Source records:

PR #1133, opened 2017-02-22
Set token in default url options for fact check content

brenetic:
For content that is in fact check a JWT token is generated and the authentication proxy will pass that through with the request to the frontend.

This token needs to be carried through on the get and post requests for those formats that are a little more interactive.

The authentication proxy no longer strips the token itself as a result of [this PR](https://github.com/alphagov/authenticating-proxy/pull/21)

https://trello.com/c/RoHFOwid/646-enable-postcode-search-for-local-transactions-in-factcheck

### DIFF
--- a/app/controllers/application_controller.rb
+++ b/app/controllers/application_controller.rb
@@ -121,4 +121,19 @@ protected
     end
   end
   helper_method :present_new_navigation?
+
+private
+
+  def default_url_options
+    {}.merge(token)
+      .merge(cache)
+  end
+
+  def token
+    params[:token] ? { token: params[:token] } : {}
+  end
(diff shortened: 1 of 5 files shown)


app/controllers/application_controller.rb
```diff
@@ -121,4 +121,18 @@ def present_new_navigation?
     end
   end
   helper_method :present_new_navigation?
+
+private
+
+  def default_url_options
+    token.merge(cache)
```
whoojemaflip: this is a little confusing at first glance. How would you feel about
```
{}
  .merge(token)
  .merge(cache)
```

or similar?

■ **Problem to solve**
Which lines above hold the string "token"? Copy every one of them.

■ **Exercise answer**
Set token in default url options for fact check content
For content that is in fact check a JWT token is generated and the authentication proxy will pass that through with the request to the frontend.
This token needs to be carried through on the get and post requests for those formats that are a little more interactive.
The authentication proxy no longer strips the token itself as a result of [this PR](https://github.com/alphagov/authenticating-proxy/pull/21)
+    {}.merge(token)
+  def token
+    params[:token] ? { token: params[:token] } : {}
+    token.merge(cache)
  .merge(token)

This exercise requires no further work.